**Task brief**.
Would you please write out each entry that follows, exactly as written?

**Source data**.
▬▬▬▬▬▬▬▬▬▬
PR #3604, opened 2021-04-23
Add drawable no mouse mode

### LINKED ISSUE #3546: [FR] Mouse drawing mode
Tridactyl version: 1.21.1
Firefox version: Waterfox Ltd. Waterfox 78.9.0
Operating system: win

# Making a feature request

**Add a annotation/drawing mode**
This mode should allow the user to draw on the page.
▬▬▬▬▬▬▬▬▬▬
**Response area**.
PR #3604, opened 2021-04-23
Add drawable no mouse mode

### LINKED ISSUE #3546: [FR] Mouse drawing mode
Tridactyl version: 1.21.1
Firefox version: Waterfox Ltd. Waterfox 78.9.0
Operating system: win

# Making a feature request

**Add a annotation/drawing mode**
This mode should allow the user to draw on the page.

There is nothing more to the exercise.